FAQ's zur kommunalen Wärmeplanung im Amt Bützow-Land

Warum brauchen wir eine Wärmeplanung?

Alle Kommunen brauchen einen Wärmeplan, um ihre Wärmeversorgung klimafreundlich und effizient zu gestalten. Er ist rechtlich vorgeschrieben, um das Klimaziel bis 2045 zu erreichen, Wärme statt aus fossilen Brennstoffen aus Erneuerbaren Energien zu gewinnen. Der Wärmeplan zeigt auf, wie erneuerbare Energien genutzt und Wärmenetze optimal geplant werden können. Außerdem hilft er, Kosten zu sparen, Versorgungssicherheit zu gewährleisten und soziale Aspekte wie bezahlbares Heizen zu berücksichtigen. Insgesamt dient er als strategisches Werkzeug für Klimaschutz und nachhaltige Energieplanung.

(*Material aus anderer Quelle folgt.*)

PR #665, opened 2025-07-15
Integrate Zenoh

caguero:
# 🎉 New feature

## Summary

This PR merges all functionality that we've been merging into the `zenoh_main` branch back into `main`.

## Checklist
- [x] Added tests

### DIFF
--- a/src/Node.cc
+++ b/src/Node.cc
@@ -1145,7 +1145,7 @@ Node::Publisher Node::Advertise(const std::string &_topic,
   auto currentTopics = this->AdvertisedTopics();
 
   if (std::find(currentTopics.begin(), currentTopics.end(),
-        fullyQualifiedTopic) != currentTopics.end())
+        _topic) != currentTopics.end())
   {
     std::cerr << "Topic [" << topic << "] already advertised. You cannot"
       << " advertise the same topic twice on the same node."
--- a/src/Discovery.hh
+++ b/src/Discovery.hh
@@ -324,7 +324,8 @@ namespace gz
             if (this->verbose)
             {
               std::cout << ">> [LivelinessSubscriber] New alive token ('"
-                        << _sample.get_keyexpr().as_string_view() << "')\n";
+                        << _sample.get_keyexpr().as_string_view() << "')"
+                        << std::endl;
             }
           }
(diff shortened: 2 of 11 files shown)


iche033:
> I'll look into the bazel failures.

bazel builds should be fixed by #666

src/Node.cc
```diff
@@ -526,25 +566,44 @@ bool Node::Publisher::Publish(const ProtoMsg &_msg)
...
+  else if (impl == "zenoh")
   {
-    delete[] msgBuffer;
+    if (subscribers.haveRemote)
+    {
+      zenoh::Publisher::PutOptions options;
+      // Add message type as an attachment.
+      options.attachment = this->dataPtr->publisher.MsgTypeName();
+
+      this->dataPtr->zPub->put(msgBuffer, std::move(options));
```
azeey, line 601: I was testing this with gz-sim and ran into error messages that said 

```
SubscriptionHandler::CreateMsg() error: ParseFromString failed
```

After investigating a bit, I pinpointed the problem to this line. What I believe is happening here is that `zenoh::Bytes` copies `msgBuffer` as though it was. a c-string, so if a null character happens to be in the message, the resulting message published would be truncated. The solution here is to use the constructor that takes a size argument which takes ownership of the buffer instead of copying it and relies on the provided size, so null characters are not a problem. After making this change and my suggested change above, I was able to run `gz sim shapes.sdf` succesfully 🎉 


```suggestion
      // Zenoh will call this lambda once Bytes objects are destroyed
      auto deleter = [](uint8_t *_buffer) { delete[] _buffer; };
      auto zMsgBuffer = reinterpret_cast<uint8_t *>(msgBuffer);
      this->dataPtr->zPub->put(zenoh::Bytes(zMsgBuffer, msgSize, deleter),
                               std::move(options));

```

azeey (changes requested):

.github/ci/packages-noble.apt
```diff
@@ -1 +1,3 @@
 cppzmq-dev
+ros-jazzy-ros-environment
```
arjo129, line 2: Just noticed this. Does this mean that when we build gazebo without ros support we should pass the `-DGZ_TRANSPORT_ENABLE_ZENOH=OFF` ?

Wer ist an der Erstellung der Wärmeplanung beteiligt?

Das Amt Bützow-Land hat die Theta Concepts GmbH aus Rostock mit der Wärmeplanung beauftragt. In Zusammenarbeit mit der Verwaltung des Amtes und Vertretern einer Lenkungsgruppe, bestehend aus Kommunalpolitikern und Vertretern der regionalen Energie- und Wohnungsbranche, hat die Theta Concepts GmbH den Wärmeplan erstellt. Im Rahmen von Öffentlichkeitsveranstaltungen (Bürgerforen, öffentliche Amtsausschusssitzungen) und Öffentlichkeitsbeteiligungen konnten sich zudem alle Interessierten im Wärmeplanungsprozess einbringen.

Wen betrifft die Wärmeplanung?

Der Wärmeplan des Amtes Bützow-Land wurde für alle amtsangehörigen Gemeinden und deren Ortsteile (Jürgenshagen, Klein Belitz, Rühn, Steinhagen, Zepelin, Bernitt, Penzin, Baumgarten, Dreetz, Tarnow und Warnow) sowie für die Stadt Bützow zusammen erstellt. Er soll sowohl den Kommunen, als auch den Einwohnerinnen und Einwohnern sowie den ortsansässigen Unternehmen dienen. Auch für die Energieversorger in den einzelnen Ortslagen ist der Wärmeplan ein wichtiges Instrument für deren Transformationsplanung.

Welche Rechte und Pflichten ergeben sich aus der Wärmeplanung für mich?

Der Wärmeplan erzeugt keine unmittelbaren Rechte bzw. Verpflichtungen. Er ist ein Strategiepapier, welches über die zukünftige Wärmeversorgung im gesamten Amtsbereich informiert. Er weist zum einen Gebiete für zentrale bzw. dezentrale Versorgungslösungen aus, aber auch Prüfgebiete, in denen weiterführende Untersuchungen angestrebt werden können, um abzuwägen, ob bisherige dezentrale Wärmeversorgungen durch zentrale Lösungen möglich und wirtschaftlich sind (z.B. durch Machbarkeitsstudien).

Ich möchte meine Heizung tauschen und/oder mein Gebäude sanieren - was ist zu beachten?

Ob zentrale oder dezentrale Versorgungslösungen in Ihrem Ort ausgewiesen sind, entnehmen Sie bitte dem Abschlussbericht bzw. den Ortsteilsteckbriefen. Sofern eine zentrale Wärmeversorgungsmöglichkeit besteht, sprechen Sie Ihren örtlichen Energieversorger an. Bei ausgewiesenen dezentralen Versorgungsgebieten obliegt Ihnen der Heizungstausch eigenverantwortlich.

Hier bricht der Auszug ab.